All entries must be transcribed exactly, down to the last character.

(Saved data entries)
"""
PR #1048, opened 2026-02-09
Allow empty credentials when saving settings

dkotter:
### Description of the Change

We added the ability to easily filter Provider credentials in #1043. One [comment](https://github.com/10up/classifai/pull/1043#issuecomment-3857065765) on that PR flagged an issue with some Providers, where if you want to filter credentials you first need to add in dummy credentials in order for our pre-save checks to pass.

As a quick explanation, we had some checks in place where we wouldn't authenticate credentials if those credential fields were empty (no need to authenticate if we don't have an API key set, as an example). But in situations where you're overriding credentials, you shouldn't be forced to enter any credentials (dummy or not) in the admin first.

In investigating, found out that about half of our Providers worked fine but the others did not. In comparing those, the ones that work didn't check if credentials exist first before trying to authenticate and instead rely on the authentication check failing to alert the user that something is wrong. You could argue that's not the best user experience but it does more or less accomplish the same thing.

In order to keep this PR as simple as possible, I decided to follow that same approach on all the Providers that weren't working:

- AWS Polly
- Azure OpenAI
- ElevenLabs
- IBM Watson
- Azure TTS
- Azure AI Vision

All Providers should now have an `authenticate_credentials` method (most already did but not all) and we use that method as one of the first checks when sanitizing settings. If that check fails, we show an error message but we still save all settings (including any credential fields, even if blank).

### How to test the Change

In particular, test the Providers listed above:

1. Create a new plugin and hook into the new `classifai_provider_credentials`, overriding the credentials for the Providers you want to test
2. Install that plugin and ClassifAI into a new environment
3. Choose a Feature one of these Providers uses, configure any settings you may want (leaving credential fields blank) and then hit save. Ensure it authenticates correctly
4. Optional: test that the Feature works as expected
5. Disable the custom plugin and re-save a Feature, again leaving credential fields blank
6. Ensure an error message shows

### Changelog Entry

> Added - Ensure all Providers have an `authenticate_credentials` method that we can use to validate the credentials are valid
> Changed - Allow all settings to be saved, including credential fields, even if they are blank. This is mostly to support those using the new `classifai_provider_credentials` filter to override credentials

### Credits

Props @peterwilsoncc, @dkotter 

### Checklist:

### DIFF
--- a/includes/Classifai/Providers/AWS/AmazonPolly.php
+++ b/includes/Classifai/Providers/AWS/AmazonPolly.php
@@ -198,66 +198,99 @@ class AmazonPolly extends Provider {
 	 * @return array
 	 */
 	public function sanitize_settings( array $new_settings ): array {
-		$settings               = $this->feature_instance->get_settings();
-		$is_credentials_changed = false;
+		$settings      = $this->feature_instance->get_settings();
+		$authenticated = $this->authenticate_credentials( $new_settings );
 
 		$new_settings[ static::ID ]['authenticated'] = $settings[ static::ID ]['authenticated'];
 		$new_settings[ static::ID ]['voices']        = $settings[ static::ID ]['voices'];
 
-		if (
-			! empty( $new_settings[ static::ID ]['access_key_id'] ) &&
-			! empty( $new_settings[ static::ID ]['secret_access_key'] ) &&
-			! empty( $new_settings[ static::ID ]['aws_region'] )
-		) {
-			$new_access_key_id     = sanitize_text_field( $new_settings[ static::ID ]['access_key_id'] );
-			$new_secret_access_key = sanitize_text_field( $new_settings[ static::ID ]['secret_access_key'] );
-			$new_aws_region        = sanitize_text_field( $new_settings[ static::ID ]['aws_region'] );
-
-			if (
-				$new_access_key_id !== $settings[ static::ID ]['access_key_id'] ||
-				$new_secret_access_key !== $settings[ static::ID ]['secret_access_key'] ||
-				$new_aws_region !== $settings[ static::ID ]['aws_region']
-			) {
-				$is_credentials_changed = true;
-			}
-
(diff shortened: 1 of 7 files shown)


includes/Classifai/Providers/AWS/AmazonPolly.php
```diff
@@ -198,68 +198,98 @@ public function get_default_provider_settings(): array {
...
+			 * This filter is useful for E2E tests.
+			 *
+			 * @since 3.1.0
+			 * @hook classifai_aws_polly_pre_connect_to_service
+			 *
+			 * @param bool $pre The value of pre connect to service. Default false. A non-false value will short-circuit the describe voices request.
+			 *
+			 * @return bool|mixed The filtered value of connect to service.
+			 */
+			$pre = apply_filters( 'classifai_' . self::ID . '_pre_connect_to_service', false );
```
peterwilsoncc, line 270: Should we add this filter to the other providers?

Unrelated to this ticket/PR, not a merge consideration.

peterwilsoncc (approved):
This looks good to me.

For testing I used two approaches:

* created filters for various credentials
* Added a break point at the code point below to ensure the provider settings were saved https://github.com/10up/classifai/blob/119271a14af8a501357fcd6b5d70ab76f5fff66d/includes/Classifai/Features/Feature.php#L508

I've dropped a question inline as to whether we need a follow up ticket.

includes/Classifai/Providers/AWS/AmazonPolly.php
dkotter: So this was added specifically to help mock API responses for AWS Polly in our E2E tests. All other requests we mock using the `pre_http_request` filter but because we're using the AWS SDK here, these requests don't filter through the WordPress HTTP API and thus that filter never fires.

That said, I'm not opposed to more standard hooks here though I think worth thinking through once we look to standardize on using the PHP AI Client to make our requests (where possible)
"""
** Task result **
PR #1048, opened 2026-02-09
Allow empty credentials when saving settings

dkotter:
### Description of the Change

We added the ability to easily filter Provider credentials in #1043. One [comment](https://github.com/10up/classifai/pull/1043#issuecomment-3857065765) on that PR flagged an issue with some Providers, where if you want to filter credentials you first need to add in dummy credentials in order for our pre-save checks to pass.

As a quick explanation, we had some checks in place where we wouldn't authenticate credentials if those credential fields were empty (no need to authenticate if we don't have an API key set, as an example). But in situations where you're overriding credentials, you shouldn't be forced to enter any credentials (dummy or not) in the admin first.

In investigating, found out that about half of our Providers worked fine but the others did not. In comparing those, the ones that work didn't check if credentials exist first before trying to authenticate and instead rely on the authentication check failing to alert the user that something is wrong. You could argue that's not the best user experience but it does more or less accomplish the same thing.

In order to keep this PR as simple as possible, I decided to follow that same approach on all the Providers that weren't working:

- AWS Polly
- Azure OpenAI
- ElevenLabs
- IBM Watson
- Azure TTS
- Azure AI Vision

All Providers should now have an `authenticate_credentials` method (most already did but not all) and we use that method as one of the first checks when sanitizing settings. If that check fails, we show an error message but we still save all settings (including any credential fields, even if blank).

### How to test the Change

In particular, test the Providers listed above:

1. Create a new plugin and hook into the new `classifai_provider_credentials`, overriding the credentials for the Providers you want to test
2. Install that plugin and ClassifAI into a new environment
3. Choose a Feature one of these Providers uses, configure any settings you may want (leaving credential fields blank) and then hit save. Ensure it authenticates correctly
4. Optional: test that the Feature works as expected
5. Disable the custom plugin and re-save a Feature, again leaving credential fields blank
6. Ensure an error message shows

### Changelog Entry

> Added - Ensure all Providers have an `authenticate_credentials` method that we can use to validate the credentials are valid
> Changed - Allow all settings to be saved, including credential fields, even if they are blank. This is mostly to support those using the new `classifai_provider_credentials` filter to override credentials

### Credits

Props @peterwilsoncc, @dkotter 

### Checklist:

### DIFF
--- a/includes/Classifai/Providers/AWS/AmazonPolly.php
+++ b/includes/Classifai/Providers/AWS/AmazonPolly.php
@@ -198,66 +198,99 @@ class AmazonPolly extends Provider {
 	 * @return array
 	 */
 	public function sanitize_settings( array $new_settings ): array {
-		$settings               = $this->feature_instance->get_settings();
-		$is_credentials_changed = false;
+		$settings      = $this->feature_instance->get_settings();
+		$authenticated = $this->authenticate_credentials( $new_settings );
 
 		$new_settings[ static::ID ]['authenticated'] = $settings[ static::ID ]['authenticated'];
 		$new_settings[ static::ID ]['voices']        = $settings[ static::ID ]['voices'];
 
-		if (
-			! empty( $new_settings[ static::ID ]['access_key_id'] ) &&
-			! empty( $new_settings[ static::ID ]['secret_access_key'] ) &&
-			! empty( $new_settings[ static::ID ]['aws_region'] )
-		) {
-			$new_access_key_id     = sanitize_text_field( $new_settings[ static::ID ]['access_key_id'] );
-			$new_secret_access_key = sanitize_text_field( $new_settings[ static::ID ]['secret_access_key'] );
-			$new_aws_region        = sanitize_text_field( $new_settings[ static::ID ]['aws_region'] );
-
-			if (
-				$new_access_key_id !== $settings[ static::ID ]['access_key_id'] ||
-				$new_secret_access_key !== $settings[ static::ID ]['secret_access_key'] ||
-				$new_aws_region !== $settings[ static::ID ]['aws_region']
-			) {
-				$is_credentials_changed = true;
-			}
-
(diff shortened: 1 of 7 files shown)


includes/Classifai/Providers/AWS/AmazonPolly.php
```diff
@@ -198,68 +198,98 @@ public function get_default_provider_settings(): array {
...
+			 * This filter is useful for E2E tests.
+			 *
+			 * @since 3.1.0
+			 * @hook classifai_aws_polly_pre_connect_to_service
+			 *
+			 * @param bool $pre The value of pre connect to service. Default false. A non-false value will short-circuit the describe voices request.
+			 *
+			 * @return bool|mixed The filtered value of connect to service.
+			 */
+			$pre = apply_filters( 'classifai_' . self::ID . '_pre_connect_to_service', false );
```
peterwilsoncc, line 270: Should we add this filter to the other providers?

Unrelated to this ticket/PR, not a merge consideration.

peterwilsoncc (approved):
This looks good to me.

For testing I used two approaches:

* created filters for various credentials
* Added a break point at the code point below to ensure the provider settings were saved https://github.com/10up/classifai/blob/119271a14af8a501357fcd6b5d70ab76f5fff66d/includes/Classifai/Features/Feature.php#L508

I've dropped a question inline as to whether we need a follow up ticket.

includes/Classifai/Providers/AWS/AmazonPolly.php
dkotter: So this was added specifically to help mock API responses for AWS Polly in our E2E tests. All other requests we mock using the `pre_http_request` filter but because we're using the AWS SDK here, these requests don't filter through the WordPress HTTP API and thus that filter never fires.

That said, I'm not opposed to more standard hooks here though I think worth thinking through once we look to standardize on using the PHP AI Client to make our requests (where possible)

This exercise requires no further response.